高位ギルド『レギオン』と『カーラ』。
数多の悪逆を敷き、自らの目的のためなら無辜の人達の自由を奪っていた。
彼らが掲げる理想の世界を築くためにーー。
『一毅の念願を果たすのはこれからだ』
無人の研究所ーーかっての思い出の場所に赴いた際、賢が発した確固たる信念。
信也は目を凝らして、陣形が組まれた街道を眺めた。
「差し迫った危機があるのなら、速攻を狙うのは悪くない手だな」
紘の指示で『アルティメット・ハーヴェスト』の戦線が動き出すのを、信也は感心したような瞳で追いかける。
信也は紘の特殊スキルを警戒しながら、王都『アルティス』まで出向いた。
だが、その警戒心は無為に終わる行為だったと悟る。
紘の特殊スキル、『強制同調(エーテリオン)』。
それは過去、現在、未来、全てを見据えた上で、未来へと導いていく力だ。
規格外である紘の特殊スキルによって、『アルティメット・ハーヴェスト』は様々な情勢を自由に選択することができる。
その力を用いれば、望を美羅に遭遇させないようにすることも出来たはずだ。
しかし、望と美羅は、『レギオン』と『カーラ』によって作為的に引き合わされている。
つまり、美羅の力によって引き起こされた出来事は、如何に特殊スキルの使い手であっても覆すことは厳しいということだ。

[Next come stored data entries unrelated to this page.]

PR #1142, opened 2021-04-23
Documented need for php zlib extension

seanm:


seanm:
@zackgalbreath without zlib I get stuff like this logged:

```
[2021-04-23 17:23:08] development.ERROR: Call to undefined function App\Models\gzuncompress() {"userId":7,"exception":"[object] (Symfony\\Component\\Debug\\Exception\\FatalThrowableError(code: 0): Call to undefined function App\\Models\\gzuncompress() at /usr/local/etc/apache24/cdash.example.com/CDash/app/Models/TestOutput.php:33)
```

zackgalbreath:
Thanks again for updating these docs as you stumble over problems like this.

Issue #584, opened 2017-09-25
PostgreSQL error during DynamicAnalysisDefect insert


ngladitz:
I am running CDash prebuilt branch (currently 29c961c93171dc42d28cb9b177f40e7ceebc32c8).

Errors like the following have shown up in my `cdash.log`:
```
[2017-09-22 01:17:23] cdash.ERROR: ERROR:  value too long for type character varying(50) {"function":"pdo_error","build_id":"5021","pid":29054} 
[2017-09-22 01:17:23] cdash.ERROR: SQL error: SQL error encountered, query hidden. {"function":"DynamicAnalysisDefect Insert","build_id":"5021","pid":29054} 
```

The 50 character limit seems to be on the `type` column.
Presumably these very long `type`s come from entries like the following (generated with ubsan):
```xml
<Defect Type="member call on address 0x7f9ce2a84da8 which does not point to an object of type &apos;error_category&apos;"/>
```

ngladitz:
Hm was about to report this but then saw that I apparently already have. Still seeing this with v3.0.3.

zackgalbreath:
Thanks for the bump, I'll take a look!

zackgalbreath:
Fixed in #1162

ngladitz:
Thanks!

PR #1162, opened 2021-07-06
Increase size of dynamicanalysisdefect::type

zackgalbreath:
Bump the size of this column from 50 to 255 characters


zackgalbreath:
Fixes #584

PR #1176, opened 2021-08-19
Fix issues related to using CDash behind a proxy server

zackgalbreath:


lockywolf:
This pull request allowed me to install cdash under `http://my.server/cdash/`, although I am afraid, it does not fix all the difficulties.
In particular, the generated `CTestConfig.cmake` does not seem to have the correct suffix added.

```
## This file should be placed in the root directory of your project.
## Then modify the CMakeLists.txt file in the root directory of your
## project to incorporate the testing dashboard.
##
## # The following are required to submit to the CDash dashboard:
##   ENABLE_TESTING()
##   INCLUDE(CTest)

set(CTEST_PROJECT_NAME "MyProjectSuperbuild")
set(CTEST_NIGHTLY_START_TIME "01:00:00 UTC")

set(CTEST_DROP_METHOD "http")
set(CTEST_DROP_SITE "my.server")
set(CTEST_DROP_LOCATION "/submit.php?project=LibraSuperbuild")
set(CTEST_DROP_SITE_CDASH TRUE)
```

I think that `CTEST_DROP_LOCATION` should be `"/cdash/submit.php?project=LibraSuperbuild"`

lockywolf:
One more place where website root address doesn't seem to be used correctly is `http://server.name/cdash/index.php?project=MyProject&date=2022-08-16`.

Clicking on the build name seems to be redirecting without taking the prefix into account.

PR #1277, opened 2022-12-13
Add files to introduce Helm installation capability 

josephsnyder:
Add the files and some updates needed to install the CDash and MySQL images used in the docker-compose system via Helm.

The first set of files were generated using the Kompose program and additional updates were added.


williamjallen:
After discussing with @josephsnyder, the Helm chart produced by Kompose isn't particularly high-quality, and if we want to officially support Helm installation, we should write a dedicated Helm chart by hand.

PR #1278, opened 2022-12-22
Add dependency update command for Artisan

josephsnyder:
Add a new Artisan command which executes composer and npm updates and installations.  This command should take an argument which toggles whether the development set of libraries is installed or not.

Add a button on the maintanence page which executes this call and updates a message when it finishes.

### DIFF
--- a/app/Console/Commands/UpdateDependencies.php
+++ b/app/Console/Commands/UpdateDependencies.php
@@ -1,0 +1,53 @@
+<?php
+
+namespace App\Console\Commands;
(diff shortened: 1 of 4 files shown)


zackgalbreath:
Should we also execute `npm run dev` as part of this command? I'm tempted to say yes, because it pulls files out of `node_modules` and minimizes/concatenates them. But I admittedly haven't thought through all the implications of folding that into this new artisan command / web UI button.

PR #1286, opened 2023-01-25
Improve permissions in Docker image

zackgalbreath:
Copy files and execute commands as www-data as much as possible, rather than using chown, chgrp, or chmod after the fact.

This makes it so we no longer have to explicitly configure the CDash clone as a safe directory for git.

### DIFF
--- a/docker/bash/misc.bash
+++ b/docker/bash/misc.bash
@@ -56,7 +56,7 @@ setup_local_config() {
         fi
 
     ) > "$__local_config_file"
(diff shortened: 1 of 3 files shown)


zackgalbreath:
as a secondary benefit, this PR seems to shave 8 minutes off our CI time

josephsnyder (approved):
Builds nice and quick.  Not waiting for that big chown command really does save a chunk of time.  LGTM!

PR #1287, opened 2023-01-27
Fix image comparison

pchoisel:
Without touching the package versions listed in package.json, the image comparison is broken in CDash.  
The issue seems to come from a bad use of the jQuery method load in the je_compare plugin.  
http://api.jquery.com/load-event/


pchoisel:
@zackgalbreath Feel free to ask any question on the issue if not clear.  
I'm not sure my fix is the right way to go, but it fixes the problem on our instance.

zackgalbreath:
Thanks for fixing this!

PR #2098, opened 2024-03-22
Add additional fields to GraphQL Build type

williamjallen:
The new GraphQL API is the highlight feature in the upcoming CDash 3.4 release, but we don't currently expose much information via the new API.  This PR fills in some of the gaps by adding GraphQL fields for most of the columns in the `build` table.

Although this PR is straightforward from a functionality perspective, I am looking for in-depth feedback during the code review process, particularly related to the field names, types, and documentation.  In some cases, the documentation I added is sparse because I was not able to determine the precise purpose of some columns.


graphql/schema.graphql
```diff
@@ -124,10 +124,66 @@ type Build {
...
+  buildType: String! @rename(attribute: "type")
+
+  "The version of CTest used to generate this build. Example: ctest-2.9.20091218"
+  generator: String!
+
+  "The command used to drive the build. Example: /usr/local/bin/cmake --build . --config Release
+  command: String!
+
+  "Log."
+  log: String!
```
zackgalbreath, line 153: I didn't spend a ton of time on this, but I couldn't find any meaningful data for this field. Maybe we should leave it out of the graphql schema for now? I'm worried users will expect to be able to retrieve the full build log from this field, which CTest/CDash do not necessarily provide.

williamjallen: Seems reasonable to me.  I'll remove it from the schema.  I don't see any member variables in the project class, so it's possible that this is now a dead column.

zackgalbreath (approved):

PR #2107, opened 2024-03-23
Remove top-level User GraphQL field

williamjallen:
There is currently no need for a top-level user field in our GraphQL API.  It may be desirable to limit user visibility in the future, so I have removed the top-level user field.  Instead, I plan to offer more limited access to users on a per-project basis in an upcoming PR.  The decision to offer a top-level user field can be reconsidered in the future once the API is more mature.


josephsnyder (approved):
It disappears from the GraphQL Explorer and existing queries do not work.  Looks good to me!

PR #2114, opened 2024-03-27
Add DaisyUI component library

williamjallen:
We currently hope to include some UI enhancements in CDash 3.5, but our current styling is messy and quite difficult to work with.  [DaisyUI](https://daisyui.com) is built on [TailwindCSS](https://tailwindcss.com), which is currently the most modern web UI library in widespread use.  The large selection of reusable components DaisyUI provides should allow us to build more complicated UI features, and reduce our own handwritten CSS substantially.


josephsnyder (approved):
LGTM! No visible issues when clicking around the local instance.  I can see the packages installed correctly via NPM

PR #2115, opened 2024-03-28
Add new `MAX_PROJECT_VISIBILITY` config option

williamjallen:
Some CDash administrators may want users to be able to create projects on their own, but not public or protected projects.  This PR adds a new `MAX_PROJECT_VISIBILITY` environment variable which specifies the most visible setting a project can be configured to use.  Instance administrators can override this setting, to allow some projects to be made public or protected with administrator approval.

### DIFF
--- a/.env.example
+++ b/.env.example
@@ -258,5 +258,11 @@ MIX_PUSHER_APP_CLUSTER="${PUSHER_APP_CLUSTER}"
 # Whether or not to automatically register new users upon first login
 #SAML2_AUTO_REGISTER_NEW_USERS=false
 
-# Should normal user allowed to create projects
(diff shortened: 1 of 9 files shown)


josephsnyder (changes requested):
@williamjallen, most things look good in terms of project creation.  I can see the dropdown change for a user as I update the `.env` file.  

When it comes to editing a project though, the visibility selector isn't pared down like it is as the time of creation:

When creating:
image
When editing: 
image

It still properly `403`s with the right message if a bad choice is selected, but I would rather they not have the choice.

josephsnyder (approved):
Thanks for the quick update.  Much better!

PR #2118, opened 2024-03-29
Overhaul CDash integration with CI

williamjallen:
#2095 switched our CI provider from CircleCI to GitHub Actions, but broke our integration with CDash.

The checkout action provided by GitHub runs workflows triggered by the `pull_request` event against a [merge commit](https://github.com/actions/checkout/issues/426) instead of the PR's head ref.  This causes issues with the CDash integration since the git hash CDash receives does not match the most recent hash on the pull request.  I was not able to resolve the callback issue, but the changes in this PR improve the CDash build name being submitted, and assign runs to appropriate build groups.

I plan to take another look at this issue at a future point to restore our CDash callback.


zackgalbreath (dismissed):

williamjallen:
Failing tests were due to CMake version being too old.  I made substantial enough changes that it would probably be a good idea for @zackgalbreath to take another look.

PR #2119, opened 2024-03-30
Add new `REQUIRE_AUTHENTICATED_SUBMISSIONS` config option

williamjallen:
This builds on top of the work done in #2115, and adds a new `REQUIRE_AUTHENTICATED_SUBMISSIONS` configuration option which requires regular users to enable authenticated submissions when creating or editing projects.  Instance administrators are able to override this setting.

This should be merged after #2115.


josephsnyder (approved):
Looks good to me! I can see the error messages generated on both Edit and Create projects for a non-admin user in the Network tab.

PR #2140, opened 2024-04-03
Fix permanent redirect when running from subdirectory

williamjallen:
Laravel's `permanentRedirect()` function does not automatically apply the `APP_URL` to the destination URL.  This causes the redirects to malfunction for instances where CDash is not running at the root path.


williamjallen:
@zackgalbreath I believe that you're the only developer who has a local install capable of testing this, so if you could take a look that would be great.

zackgalbreath (approved):

PR #2142, opened 2024-04-04
Fix #2141 - No error message provided to user for failed login attempts

### LINKED ISSUE #2141: No error reported to the user when a login attempts fails
# Bug report

### Expected Behavior

If a user tries to login, but the login attempt fails (e.g. because of bad credentials), there should be a feedback provided to the user

### Actual Behavior

There is no feedback to the user. The login page is shown again and the login fields are cleared. You can see the 401 in the developer view of the browser, though.

image

### CDash Version

v3.3.0

### Additional Information

The issue occured with configured LDAP authentication provider. If the credentials are correct, the login works as expected.

stefankaufmann:
The issue occurs because the css class `invalid-feedback` contains `display: none`. 
I used this feedback to solve the issue: https://stackoverflow.com/a/50522718

The screenshot shows an example for a failed LDAP login:
image

### DIFF
--- a/resources/views/auth/login.blade.php
+++ b/resources/views/auth/login.blade.php
@@ -29,7 +29,7 @@
                     <input class="textbox" name="email" size="40" value="{{ old('email') }}">
                     @if ($errors->has('email'))
                         <div>
-                        <span class="invalid-feedback" role="alert">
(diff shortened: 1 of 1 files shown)


williamjallen (approved):
Seems reasonable to me.  Thanks for this contribution!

「美羅から授かった『明晰夢』の力と椎音紘の特殊スキルの力。この戦いではどちらに軍配が上がるのか、試させてもらおう」
信也は自らの矜持を持って運命の天秤を傾けていく。
紘の特殊スキル、『強制同調(エーテリオン)』。
それに対抗するように、信也は秘めた力を発揮した。
苛烈な赫。麗しい美羅から授かりし浄化の色ーー『明晰夢』の力を励起していく。
覚悟の焱(えん)は優しく罪を吞み込んでいくことになるだろう。
罪炎が世界を焼くように。
紘達が怯える事のないように。
長く苦しむことのないようにーー魔力を奔らせる。
強大無比な『明晰夢』の力ーーしかし、それは発動出来なくては意味をなさない。
「吉乃信也。君は自分の持つ『明晰夢』の力の本当の使い道を分かっていない。持てる力を別の方向に振るわないのは罪だ」
「ーーっ」
信也が『明晰夢』の力を振るおうとしたその時、紘が振りかざした槍が割って入ってくる。
鋭く重い音が響き、信也の身体が吹き飛ばされた。
「信也様!」
後方に大きく後退した信也の姿に、『レギオン』と『カーラ』のギルドメンバー達は明確な異変を目の当たりにする。

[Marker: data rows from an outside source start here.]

PR #2143, opened 2024-04-11
Use APP_KEY to authenticate API requests from remote workers

zackgalbreath:


williamjallen (changes requested):
Instead of passing around the app key, I think it would be better to use Laravel's `encrypt()` and `decrypt()` helpers.  There isn't necessarily anything wrong with the current setup, but it feels like a bad idea to have any code paths which export the app key directly.

app/Jobs/ProcessSubmission.php
```diff
@@ -53,7 +53,9 @@ private function renameSubmissionFile($src, $dst): bool
         if (config('cdash.remote_workers')) {
             $url = config('app.url') . '/api/v1/deleteSubmissionFile.php';
             $client = new \GuzzleHttp\Client();
-            $response = $client->request('DELETE', $url, ['query' => ['filename' => $src, 'dest' => $dst]]);
+            $response = $client->request('DELETE', $url, [
+                'query'   => ['filename' => encrypt($src), 'dest' => encrypt($dst)],
+            ]);
```
williamjallen, line 58: The `encrypt()` helper can be applied to entire arrays.  I think it would be cleaner to just encrypt the entire structure like this:

```suggestion
            $response = $client->request('DELETE', $url, 
                'query' => encrypt([
                    'filename' => $src,
                    'dest' => $dst
                ]),
            ]);
```

Apply throughout.

app/Jobs/ProcessSubmission.php
```diff
@@ -242,10 +248,11 @@ private function getRemoteSubmissionFileHandle($filename)
         rename($_t, $tmpFilename);
 
         $client = new \GuzzleHttp\Client();
-        $response = $client->request('GET',
-            config('app.url') . '/api/v1/getSubmissionFile.php',
-            ['query' => ['filename' => $filename],
-                  'sink' => $tmpFilename]);
+        $url = config('app.url') . '/api/v1/getSubmissionFile.php';
```
williamjallen, line 251: Using the `url()` helper would be cleaner:
```suggestion
        $url = url('/api/v1/getSubmissionFile.php');
```

tests/Feature/RemoteWorkers.php
```diff
@@ -0,0 +1,51 @@
...
+
+        URL::forceRootUrl('http://localhost');
+        Config::set('cdash.remote_workers', true);
+        Config::set('cdash.backup_timeframe', 0);
+    }
+
+    protected function tearDown() : void
+    {
+        parent::tearDown();
+    }
```
williamjallen, line 24: This doesn't do anything, so it should be removed.

tests/Feature/RemoteWorkers.php
```diff
@@ -0,0 +1,51 @@
...
+use Illuminate\Support\Facades\URL;
+use Tests\TestCase;
+
+class RemoteWorkers extends TestCase
+{
+    protected function setUp() : void
+    {
+        parent::setUp();
+
+        URL::forceRootUrl('http://localhost');
```
williamjallen, line 16: Is this necessary?

app/cdash/tests/CMakeLists.txt
```diff
@@ -599,5 +599,8 @@ set_tests_properties(/Feature/SubProjectDependencies PROPERTIES DEPENDS viewsubp
 add_php_test(misassignedconfigure)
 set_tests_properties(misassignedconfigure PROPERTIES DEPENDS /Feature/SubProjectDependencies)
 
+add_laravel_test(/Feature/RemoteWorkers)
+set_tests_properties(/Feature/RemoteWorkers PROPERTIES DEPENDS misassignedconfigure)
+
```
williamjallen, line 604: Is there a more efficient place to put this in the dependency graph?  The only potential conflict I see comes from the file the test writes, so it seems like it would be straightforward to place in the graph such that it can be run in parallel with other tests.

williamjallen (changes requested):
The files in question are due for a refactor at some point, but that can be done at a future point.  While doing that, I think it would make sense to create a special middleware group for inter-node communication routes like these where the routes are only accessible internally.

app/Jobs/ProcessSubmission.php
zackgalbreath: Encrypting the whole query array results in requests like this:

```
DELETE /CDash/api/v1/deleteSubmissionFile.php?eyJpdiI6IjNUOHFNTWNsYllZRmgrbGZJZFBFZXc9PSIsInZhbHVlIjoicVpFTnlWRTU4UXVKSkZDNVErMjJqUC9SaUF4Uzlsd3JtNExKWWhhQ2s1NmhBZ3FzTnUyYWlyNUpIajJaVFRpVWRDWHRCSmlqWGxWajBCV0g4blBrNndqQURYUCt0N0tEZHZiVk05R2hwQTdiR045eCtXUmRMdlRMZlN4aUR3Z2ZlTnl4ZGtackxXWXlYd3V2RWErVHFyYjlPTGF2Sm1TTlRpQ3dOZzZ2RVF4dHFWK0cxTFVzRk9JOVhoSm5PdUF0WHNQMVhQbk9wV1VWUDR4OGsyZTNIZXJHeDlwRHB6ZG9VckpLSzZGUzJTUVowc3hXbEtvMERjbWpEMmErczJOdSsvYURISHAybE9sY3laM056dHNaalBES3hiY1FZdlNkZ0dnMkU0QW5pY2VHenJhVzlNMUl6R3B2ZXJQOGtaTEc4Tk1ES21iOE85RWZxc3NsUk5va3V5RTE2UFhPNzBiVnh0K2V2b0NXSjNBPSIsIm1hYyI6IjBmNTYzZDJiYzk3YjlhM2JhZDRiZWJiM2IwNjdiNGVkMDA2MjVhNzM1NThmZTZjYzM0YjhkYTVlMzc2M2Y2NDIiLCJ0YWciOiIifQ==
```

This is more complicated to decrypt from the API endpoint.

The following changes seems to work, but I think it's messier / more fragile than encrypting the individual parameters:

```php
$request_array = decrypt((string) array_key_first($_REQUEST));
```

Any other thoughts on how to achieve this?

williamjallen: Good point.  I guess it's probably just easier to leave it as-is for now.  This kind of thing would be better handled by dedicated middleware.  I'll add that to my list of future improvements.

tests/Feature/RemoteWorkers.php
zackgalbreath: Yes, these test cases fail for me locally if I remove this line. Perhaps another "CDash-in-a-subdir" issue?

```
1) Tests\Feature\RemoteWorkers::testRemoteWorkerAPIAccess
Expected response status code [200] but received 404.
```

app/cdash/tests/CMakeLists.txt
zackgalbreath: Good point. For now I'll remove this dependency altogether. We can add such a dependency later on if this proves to be an issue.

williamjallen (approved):
Seems reasonable to me.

紘の特殊スキル、『強制同調(エーテリオン)』の力によって、信也の動きは捉えられていた。
『明晰夢』の力を行使することができない。
その事実は信也のHPの度重なる減少という形となって表れていた。
「……まさか、『明晰夢』の力を行使することができないとは。『アルティメット・ハーヴェスト』のギルドマスターの実力は伊達ではないな」
起き上がった信也は表情に苦悶の色を滲ませる。
「素晴らしい力だ、椎音紘。美羅が求めているものは特殊スキルの使い手。ならば、君にも機械都市、『グランティア』までご同行願おうか」
「なら、私達を止めてみるがいい」
微かな高揚が窺える紘のその反応を見て、信也の背筋に冷たいものが走った。